By GABRYELLE DUMALAG
MANILA — The Sweden-based digital forensic experts who have been mitigating cyber-attacks against independent news websites in the Philippines are now getting a share of it, following a series of penetration-testing attacks that began on Friday, July 2.
In a tweet, Qurium Media Foundation said the pen-test used the tool Nmap Scripting Engine and was traced to a timestamp in Manila, Philippines at 1 a.m. from an IP address belonging to a private tech firm, Converge ICT.
They received pen-test requests “from the same IP with the User Agent: Maltego One 188.8.131.5232 – Pro; Windows 10 10.0” a day later. Qurium said that it is the commercial version of Maltego, a software used for forensic investigations and to map the infrastructure resources.
A penetration-testing attack (pen-test) is a simulated cyber attack against a computer system to check for exploitable vulnerabilities.
The traffic came from the same IP address, but the attacker soon after changed the address to an IP belonging to the Department of Science and Technology.

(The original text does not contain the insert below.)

PR #1940, opened 2021-08-01
fix log mode by reverting to previous formulation

### LINKED ISSUE #1933: Log mode broken in 0.12.2
### Short description
Log mode shows wrong sign in the exponent, completely wrong numbers, and inverted axis.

Qurium, in its tweet, provided the history of digital certificates showing that the IPs are linked together.
“It seems that the promises of investigation are mere lip service. The pen-testing on Qurium’s website proves that the cyberattackers are undaunted, bolstering our belief that such actions are state-sanctioned and part of the systematic efforts in silencing and intimidating the Philippine media,” said Ronalyn Olea, managing editor of Bulatlat.
Earlier, Qurium traced cyber-attacks against websites of alternative news Bulatlat and AlterMidya, and human rights group Karapatan to the DOST and the Philippine Army.